(Data under study)

Issue #900, opened 2026-08-13
Killing orchestrate.sh develop leaves codex seats alive with danger-full-access, still writing to the user's repo


lunatupini:
### Plugin Version

9.63.0

### Claude Code Version

2.1.229

### What happened?

`pkill -f "orchestrate.sh develop"` terminated every orchestrator shell, but the provider seats it had spawned survived as orphans and continued mutating the working tree for ~25 minutes afterwards.

Timeline on a working repository:

- 17:52 — run diagnosed as hung, `pkill -f "orchestrate.sh develop"` issued.
- 17:53:13 — three thread wrappers logged `exited without completion marker ... waiting up to 180s`.
- 17:56 — SIX NEW `codex exec` processes appear, each wrapped in a fresh `timeout -k 10 2400` (40-minute budget), `--sandbox danger-full-access`.
- 17:57:24 — an orphan rewrites an untracked 30KB markdown plan at the repo root.
- 17:57:56 — an orphan rewrites `src/lib/<module>.ts` and `src/lib/<module>.test.ts`.
- 17:59 — orchestrator count is 0, but `ps -eo pid,cmd | grep "[c]odex exec"` still returns 6 live seats.

They had to be killed by explicit PID. Two consequences:

1. Files changed underneath an in-flight verification run, so a test / build gate that had just reported green no longer described the tree. The gate had to be re-run from scratch.
2. An `Edit` against the plan file failed with "File has been modified since read" because an orphan had rewritten it mid-edit.

`--sandbox danger-full-access` with no live parent means these processes can write anywhere in the repo with nothing left to collect, review, or attribute their output.

### What did you expect?

Killing the orchestrator should terminate its whole process group, or the seats should detect a dead parent and exit before writing.

At minimum, a seat should not be spawned with a fresh 2400s budget at the moment its parent is being torn down, and `danger-full-access` seats should hold a liveness check against the collector that is supposed to consume their output.

### Steps to reproduce

Host preconditions: codex CLI present (<codex-model> reachable); agy present; opencode/copilot/qwen/cursor-agent/grok/perplexity/openrouter ABSENT; ollama present; git repo with an untracked file at root.

1. cd into a git repository that has at least one untracked file at the root.
2. export OCTOPUS_TANGLE_REQUIRE_CLEAN_BASELINE=false
3. export OCTOPUS_TANGLE_RUN_WORKTREE=false
4. export OCTOPUS_AGENT_TIMEOUT=3600
[...]

PR #929, opened 2026-08-16
feat(setup): completing setup opts into suggest-mode routing

nyldn:
## Why

Octopus is dormant on install (#898). That correctly stops unrequested paid dispatch, but `/octo:setup` and dormancy were orthogonal: a user who ran setup and authenticated providers still got nothing until they memorized command names. Setup completion is an explicit act and should count as consent to *suggestions*.

## What

Completing `/octo:setup` persists `auto_router_mode=suggest`.

- Octopus names a matching command for a plain prompt. It never dispatches a provider on its own.
- `invoke` is never written automatically; it stays opt-in behind `OCTOPUS_AUTO_ROUTER_MODE=invoke`.
- A profile that never runs setup stays fully dormant. The #898 contract is unchanged for anyone who does not opt in.
- An existing `auto_router_mode` value is never overwritten, so a prior opt-out survives a re-run of setup.

## Design note

Setup writes `~/.claude-octopus/preferences.json`, the file the prompt hooks already read, rather than `user-config.json` which setup uses for its other choices. Splitting it this way avoids adding a second file read to the `UserPromptSubmit` path that #898 measured at 38-41 ms per inactive hook. The write is atomic at `0600`, preserves unrelated keys, and leaves a corrupt preferences file untouched rather than replacing it.

## Evidence

New regression `tests/unit/test-setup-suggest-routing.sh` went red first at 6/12 failing, with the 6 passing cases being the guard conditions (dormant default, opt-out preserved, invoke never written) that prove the suite can distinguish. It now passes 12/12.

Adjacent contracts re-run green: explicit activation 20/20, auto-router hooks 14/14, proactive suggestions 12/12.

Full local gate `make ci-changed` failed closed to the complete matrix (shared orchestrator plus generator changes) and passed: 16/16 smoke, 274/274 unit, 7/7 integration, plus the CI-only verifications. `make sync-check` clean, ShellCheck error-level clean, `git diff --check` clean, no file mode changes.

Refs: oco-9yj

## Summary by CodeRabbit

* **New Features**
  * Setup now enables routing suggestions by default without automatically invoking providers.
  * Existing preferences and explicit opt-outs are preserved.
  * Users can disable suggestions or opt in to automatic invocation through configuration.
  * Profiles that have never completed setup remain dormant.

* **Bug Fixes**
  * Improved preference handling for invalid or inaccessible configuration files while preserving settings and secure file permissions.

* **Documentation**
  * Updated setup guidance, command references, README instructions, and changelog to explain routing modes.

### DIFF
--- a/.claude-plugin/README.md
+++ b/.claude-plugin/README.md
@@ -27,9 +27,13 @@ Octopus is dormant on install. Installing it does not route ordinary prompts or
 delegate to Octopus agents. Every command and skill is manual-only: use
 `/octo:*` when you want escalation. Completing `/octo:setup` turns on
 suggestions (`auto_router_mode=suggest`), which name a matching command without
-dispatching any provider; a profile that never ran setup stays fully dormant,
-and an existing preference is never overwritten. Automatic invocation stays
-opt-in behind `OCTOPUS_AUTO_ROUTER_MODE=invoke`. That opt-in
+dispatching any provider; by default a profile that never ran setup stays fully
+dormant, and an existing preference is never overwritten. Either state can be
+overridden explicitly: `export OCTOPUS_AUTO_ROUTER_MODE=off|suggest|invoke` for
+the current shell, or `"auto_router_mode": "off"` in
+`~/.claude-octopus/preferences.json` to persist it. The environment variable
+wins over the stored preference. Automatic invocation stays opt-in behind
+`OCTOPUS_AUTO_ROUTER_MODE=invoke`. That opt-in
 examines ordinary prompts and can route them into paid external-provider
 workflows; use `suggest` unless you intentionally want automatic invocation and
 are comfortable sending the workflow prompt and any context that workflow
--- a/.claude-plugin/README.md
+++ b/.claude-plugin/README.md
@@ -29,10 +29,10 @@ delegate to Octopus agents. Every command and skill is manual-only: use
 suggestions (`auto_router_mode=suggest`), which name a matching command without
 dispatching any provider; by default a profile that never ran setup stays fully
 dormant, and an existing preference is never overwritten. Either state can be
-overridden explicitly: `export OCTOPUS_AUTO_ROUTER_MODE=off|suggest|invoke` for
-the current shell, or `"auto_router_mode": "off"` in
-`~/.claude-octopus/preferences.json` to persist it. The environment variable
-wins over the stored preference. Automatic invocation stays opt-in behind
+overridden explicitly: `export OCTOPUS_AUTO_ROUTER_MODE=off` for the current
+shell (accepted values are `off`, `suggest`, and `invoke`), or
+`"auto_router_mode": "off"` in `~/.claude-octopus/preferences.json` to persist
+it. The environment variable wins over the stored preference. Automatic invocation stays opt-in behind
 `OCTOPUS_AUTO_ROUTER_MODE=invoke`. That opt-in
 examines ordinary prompts and can route them into paid external-provider
 workflows; use `suggest` unless you intentionally want automatic invocation and
--- a/.claude-plugin/README.md
+++ b/.claude-plugin/README.md
@@ -23,10 +23,13 @@ You get:    A structured comparison with three independent viewpoints,
 
 This works for research, escalated code review, debugging, TDD, escalated security audits, UI design, PRDs, and full build-to-ship workflows — 54 commands, 63 skills, 32 specialized personas.
 
-Octopus is dormant by default. Installing it does not route ordinary prompts or
+Octopus is dormant on install. Installing it does not route ordinary prompts or
 delegate to Octopus agents. Every command and skill is manual-only: use
-`/octo:*` when you want escalation. Plain-prompt routing is available only after
-you set `OCTOPUS_AUTO_ROUTER_MODE=suggest` or `invoke`. This legacy opt-in
+`/octo:*` when you want escalation. Completing `/octo:setup` turns on
+suggestions (`auto_router_mode=suggest`), which name a matching command without
+dispatching any provider; a profile that never ran setup stays fully dormant,
+and an existing preference is never overwritten. Automatic invocation stays
+opt-in behind `OCTOPUS_AUTO_ROUTER_MODE=invoke`. That opt-in
 examines ordinary prompts and can route them into paid external-provider
 workflows; use `suggest` unless you intentionally want automatic invocation and
 are comfortable sending the workflow prompt and any context that workflow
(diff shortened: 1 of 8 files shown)


nyldn:
Thanks — four of five applied, one rejected with reasons. Each was reproduced against the code before I touched anything.

**Applied**

**Serialize the read-check-write sequence** (Major, `user-config.sh:97`). Correct, and the most important of the five. The window let a concurrent writer set `auto_router_mode=off` between the `has()` check and the rename, which would silently clobber the opt-out this function promises never to touch. Now wrapped in a `mkdir`-based lock matching the existing portable pattern in `scripts/lib/events.sh` (`flock` is Linux-only; `mkdir` is atomic on every POSIX filesystem), with a bounded ~1s spin, a `RETURN` trap so an interrupt mid-write still releases, and skip-on-contention rather than force. Skipping is the safe side: an unset preference leaves routing dormant.

I verified this is a real red-to-green rather than a test that could never fail. Against the pre-fix lib with a lock directory held, `octo_pref_write_default` wrote `suggest` anyway; against the fixed lib it correctly writes nothing.

**Add a corrupt-preferences regression case** (`test:87`). Fair catch — the handling existed but nothing exercised it. Two cases added: the corrupt file is byte-for-byte unchanged after the call, and the hook still resolves `off`. To be precise, this closes a coverage gap in already-working behavior rather than fixing a defect.

**Document dormant behavior and overrides consistently** (`.claude-plugin/README.md:32`). Applied. It now qualifies the dormancy claim with "by default", documents both override forms, and states which one wins.

**Whole-argument env assignments** (`test:37`). Applied, `env "HOME=$h" "CLAUDE_PLUGIN_ROOT=$p"`. This matches the repo rule in CLAUDE.md, which exists because the expert-review secret scanner false-positives on the prefix form.

**Rejected**

**Use the project logger for diagnostics** (`user-config.sh:67`). Not applying. `user-config.sh` is a standalone sourced library that deliberately sources nothing — its header explains that setting shell options here would leak into the caller's shell and persist after the file returns. There is no `log` function in its scope, and pulling in `logging.sh` would impose that dependency on every caller that sources it, including the `setup.md` bash block. The file's own established convention is raw `echo ... >&2`: both pre-existing warnings in `octo_config_write` (lines 21 and 32) use it, and the new code matches them. The `.coderabbit.yaml` rule is right for executable scripts under `scripts/`; it does not fit a no-dependency sourced lib. Happy to revisit if a leak-free logger shim for sourced libraries lands.

Suite is now 17/17. Full local gate re-running.

nyldn:
Both second-round findings applied — and the Major one was a defect I introduced in the previous commit, so thank you for catching it.

**Drop the RETURN trap** (Major, `user-config.sh:103`). Confirmed by reproduction before changing anything. Against the previous commit, under `set -T` plus `set -u`:

```
with-RETURN-trap: exit=127 | _: line 4: prefs_file: unbound variable
no-trap:          exit=0   | CALLER_SURVIVED
```

The trap stayed armed past the function, then expanded the out-of-scope `prefs_file` on the next return and killed the caller. This also violates a rule this repo already learned the hard way: a sourced library must never install traps that replace the caller's (see the EXIT/INT/TERM trap work in #900/#902).

Fixed by removing the trap entirely rather than saving and restoring it. The locked body moved into `_octo_pref_write_locked`, so `octo_pref_write_default` keeps exactly one unlock path and arms nothing. Save-and-restore would have worked but leaves a sourced lib mutating caller trap state, which is the pattern worth avoiding. Subshell isolation was the other option you offered; I skipped it because the body needs to report a distinct exit status and a subshell would have cost a fork on every setup run for no benefit here.

Residual, stated rather than hidden: an interrupt landing between lock and unlock leaves a stale lock directory. The bounded spin in `_octo_pref_lock` degrades that to "skip the write", which leaves routing dormant. That matches the existing behavior of `scripts/lib/events.sh` and is the safe direction.

Regression added: the helper runs under `set -T -u` and the caller must still reach `CALLER_SURVIVED`.

**Invalid shell example** (Minor, `.claude-plugin/README.md:34`). Correct, `export OCTOPUS_AUTO_ROUTER_MODE=off|suggest|invoke` parses as a pipeline and would silently not set the variable. Now a single valid `export ...=off` with the accepted values listed in prose.

Suite 17/17 to 18/18, green natively and under a GNU-stat emulation that reproduces the earlier Linux-only `stat` failure.

nyldn:
Both round-three findings applied. Both were real, and one of them exposed a bad verification habit on my side worth naming.

**Do not replace an unreadable preferences file** (Major, `user-config.sh:93`). Confirmed by reproduction. Against the previous commit, a preferences file containing `keep_me=yes` made unreadable came back **empty** after the call: the `|| current="{}"` fallback let the write replace it and discard every key. A failed read now warns and returns without writing.

**Release the lock under `set -e`** (Major, `user-config.sh:150-152`). Also confirmed, with an important correction to my own first attempt at checking it.

My initial probe called the helper as `octo_pref_write_default ... || true`. That `|| true` is exactly the condition context that suppresses errexit, so the probe reported "caller survived, lock not stranded" against code that was in fact broken. I nearly dismissed the finding on that basis. Re-probed with a bare call, matching how `commands/setup.md` actually invokes it:

```
PRE-FIX -> caller=[]                 lock_stranded=[YES]
FIXED   -> caller=[CALLER_SURVIVED]  lock_stranded=[no]
```

Pre-fix the caller died before reaching its next statement and the lock directory was left behind. Two changes rather than one:

1. The inner call is evaluated inside an `if`, so a nonzero return cannot trip errexit before `_octo_pref_unlock` runs.
2. The write-failure path now warns and returns 0 instead of 1. Your finding covered the stranded lock; fixing only that still left the caller dying, because a bare call returning nonzero under `set -e` kills the shell regardless of what the function cleaned up first. Returning 0 is also the consistent choice: every other failure path in this function already does (missing `jq`, corrupt file, busy lock, unreadable file), as does the sibling `octo_config_write`. Persisting an optional preference should never abort someone's setup run.

The committed regression calls the helper bare, with a comment explaining that adding `|| true` would make the assertion vacuous.

Suite 18/18 to 22/22, green natively and under a GNU-stat emulation reproducing the earlier Linux-only failure.

nyldn:
Applied. The CHANGELOG said a profile that never runs setup "stays fully dormant", which overstates it: `OCTOPUS_AUTO_ROUTER_MODE` and a stored `auto_router_mode` preference each enable routing on their own with no setup involved. Now scoped to "absent an explicit override", matching the wording already used in `.claude-plugin/README.md`.

This is the same accuracy point you raised on the README in round one, and I should have carried the correction across both files then rather than fixing only the file you flagged.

(End Data under study)

▶ [About this exercise]: Search the entries for the string "Version". Copy every line that has it.

▶ [Final answer]:
### Plugin Version
### Claude Code Version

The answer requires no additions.